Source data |
————————
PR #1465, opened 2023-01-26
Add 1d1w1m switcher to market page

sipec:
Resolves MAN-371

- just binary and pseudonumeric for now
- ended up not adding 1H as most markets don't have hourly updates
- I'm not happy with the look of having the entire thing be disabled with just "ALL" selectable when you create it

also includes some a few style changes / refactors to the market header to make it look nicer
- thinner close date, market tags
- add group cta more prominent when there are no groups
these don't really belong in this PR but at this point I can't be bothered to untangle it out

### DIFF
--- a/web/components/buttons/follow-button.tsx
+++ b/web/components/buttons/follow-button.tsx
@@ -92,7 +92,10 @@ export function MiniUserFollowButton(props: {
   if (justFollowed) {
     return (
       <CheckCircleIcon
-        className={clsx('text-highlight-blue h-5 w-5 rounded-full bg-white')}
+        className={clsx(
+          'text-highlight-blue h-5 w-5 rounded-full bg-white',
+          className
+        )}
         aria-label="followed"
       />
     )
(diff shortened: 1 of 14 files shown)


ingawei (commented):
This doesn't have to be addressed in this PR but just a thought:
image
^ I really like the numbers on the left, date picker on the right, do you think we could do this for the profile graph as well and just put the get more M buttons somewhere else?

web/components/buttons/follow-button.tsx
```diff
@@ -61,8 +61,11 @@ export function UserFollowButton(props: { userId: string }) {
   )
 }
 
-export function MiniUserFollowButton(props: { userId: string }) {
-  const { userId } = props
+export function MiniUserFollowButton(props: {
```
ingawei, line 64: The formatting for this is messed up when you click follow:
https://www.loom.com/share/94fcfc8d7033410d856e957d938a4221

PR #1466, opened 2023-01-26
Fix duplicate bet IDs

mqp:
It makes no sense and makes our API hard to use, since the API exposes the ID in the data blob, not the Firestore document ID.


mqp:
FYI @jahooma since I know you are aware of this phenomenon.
————————
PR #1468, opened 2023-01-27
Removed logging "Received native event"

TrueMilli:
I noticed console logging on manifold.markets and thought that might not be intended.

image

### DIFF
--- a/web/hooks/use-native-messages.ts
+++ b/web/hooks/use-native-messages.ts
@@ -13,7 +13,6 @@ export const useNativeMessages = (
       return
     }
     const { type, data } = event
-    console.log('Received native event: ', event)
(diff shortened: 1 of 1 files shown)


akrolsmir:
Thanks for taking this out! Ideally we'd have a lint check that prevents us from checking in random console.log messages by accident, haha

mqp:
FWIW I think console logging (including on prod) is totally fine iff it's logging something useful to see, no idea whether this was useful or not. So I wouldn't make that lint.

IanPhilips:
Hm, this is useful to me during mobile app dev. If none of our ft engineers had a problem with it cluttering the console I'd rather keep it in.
————————
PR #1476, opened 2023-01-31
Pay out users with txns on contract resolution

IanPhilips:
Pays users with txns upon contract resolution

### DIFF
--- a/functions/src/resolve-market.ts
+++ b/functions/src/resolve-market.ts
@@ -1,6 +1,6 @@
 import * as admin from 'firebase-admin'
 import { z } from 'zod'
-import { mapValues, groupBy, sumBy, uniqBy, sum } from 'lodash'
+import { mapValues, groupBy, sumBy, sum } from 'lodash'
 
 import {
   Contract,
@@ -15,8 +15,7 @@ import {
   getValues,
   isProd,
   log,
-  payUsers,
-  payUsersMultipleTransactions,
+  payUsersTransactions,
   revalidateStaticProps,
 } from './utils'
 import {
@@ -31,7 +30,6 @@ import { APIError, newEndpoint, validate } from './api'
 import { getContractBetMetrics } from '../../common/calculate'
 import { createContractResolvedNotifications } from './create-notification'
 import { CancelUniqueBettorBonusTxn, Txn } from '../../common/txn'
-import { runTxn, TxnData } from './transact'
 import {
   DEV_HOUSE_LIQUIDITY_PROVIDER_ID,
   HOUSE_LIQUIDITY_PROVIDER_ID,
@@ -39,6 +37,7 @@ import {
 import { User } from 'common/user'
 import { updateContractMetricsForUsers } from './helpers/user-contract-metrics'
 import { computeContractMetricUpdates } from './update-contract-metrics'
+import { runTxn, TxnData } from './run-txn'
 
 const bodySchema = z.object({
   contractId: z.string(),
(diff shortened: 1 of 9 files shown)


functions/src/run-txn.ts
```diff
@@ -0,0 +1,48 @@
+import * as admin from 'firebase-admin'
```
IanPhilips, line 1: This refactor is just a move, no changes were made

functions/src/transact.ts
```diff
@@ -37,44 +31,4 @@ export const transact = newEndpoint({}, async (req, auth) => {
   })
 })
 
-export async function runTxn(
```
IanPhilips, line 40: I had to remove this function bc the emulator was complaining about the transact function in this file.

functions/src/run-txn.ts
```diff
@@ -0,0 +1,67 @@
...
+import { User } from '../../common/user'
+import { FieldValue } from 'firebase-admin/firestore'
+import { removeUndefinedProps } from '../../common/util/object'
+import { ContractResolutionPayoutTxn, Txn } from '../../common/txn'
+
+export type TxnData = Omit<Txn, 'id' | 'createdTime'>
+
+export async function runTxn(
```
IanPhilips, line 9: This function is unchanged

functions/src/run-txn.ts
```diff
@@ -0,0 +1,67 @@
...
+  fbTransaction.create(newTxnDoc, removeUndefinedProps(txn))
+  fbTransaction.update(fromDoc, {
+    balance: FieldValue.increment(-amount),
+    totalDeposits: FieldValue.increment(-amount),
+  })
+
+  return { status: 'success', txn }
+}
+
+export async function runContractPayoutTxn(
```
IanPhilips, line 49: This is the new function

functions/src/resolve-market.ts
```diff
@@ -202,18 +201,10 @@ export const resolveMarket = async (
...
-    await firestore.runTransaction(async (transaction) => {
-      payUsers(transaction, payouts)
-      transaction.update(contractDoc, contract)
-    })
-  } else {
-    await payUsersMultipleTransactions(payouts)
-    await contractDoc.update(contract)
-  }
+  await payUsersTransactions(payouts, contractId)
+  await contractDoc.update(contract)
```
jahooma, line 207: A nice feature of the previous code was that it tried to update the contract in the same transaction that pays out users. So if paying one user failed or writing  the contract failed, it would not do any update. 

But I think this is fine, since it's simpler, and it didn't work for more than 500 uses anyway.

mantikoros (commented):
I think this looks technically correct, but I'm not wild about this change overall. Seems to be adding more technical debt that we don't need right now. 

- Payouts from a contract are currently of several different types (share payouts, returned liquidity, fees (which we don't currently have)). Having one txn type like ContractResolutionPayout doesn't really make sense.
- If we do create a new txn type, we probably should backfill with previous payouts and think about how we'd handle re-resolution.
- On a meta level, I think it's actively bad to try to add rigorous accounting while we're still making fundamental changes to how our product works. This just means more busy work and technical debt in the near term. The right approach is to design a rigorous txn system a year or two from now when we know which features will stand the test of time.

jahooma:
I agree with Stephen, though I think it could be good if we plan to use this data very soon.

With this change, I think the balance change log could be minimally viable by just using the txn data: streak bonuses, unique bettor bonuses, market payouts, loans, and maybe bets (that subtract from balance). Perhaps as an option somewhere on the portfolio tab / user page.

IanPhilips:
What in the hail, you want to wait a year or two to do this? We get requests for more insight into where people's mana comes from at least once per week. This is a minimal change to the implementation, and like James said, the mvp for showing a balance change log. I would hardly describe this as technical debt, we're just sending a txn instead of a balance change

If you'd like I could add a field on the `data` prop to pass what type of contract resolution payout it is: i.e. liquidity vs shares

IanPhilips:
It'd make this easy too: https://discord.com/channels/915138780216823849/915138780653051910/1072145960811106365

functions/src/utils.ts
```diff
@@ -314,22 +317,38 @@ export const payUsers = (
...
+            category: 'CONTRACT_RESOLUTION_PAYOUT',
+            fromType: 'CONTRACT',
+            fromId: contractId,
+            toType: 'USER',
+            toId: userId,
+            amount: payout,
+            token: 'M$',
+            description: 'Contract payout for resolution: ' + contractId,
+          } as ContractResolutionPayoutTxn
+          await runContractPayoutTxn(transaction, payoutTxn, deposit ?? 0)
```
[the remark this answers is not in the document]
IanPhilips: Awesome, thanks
————————
Check every line above for the word "files" and copy those that have it.

WRITTEN ANSWER |
(diff shortened: 1 of 14 files shown)
(diff shortened: 1 of 1 files shown)
(diff shortened: 1 of 9 files shown)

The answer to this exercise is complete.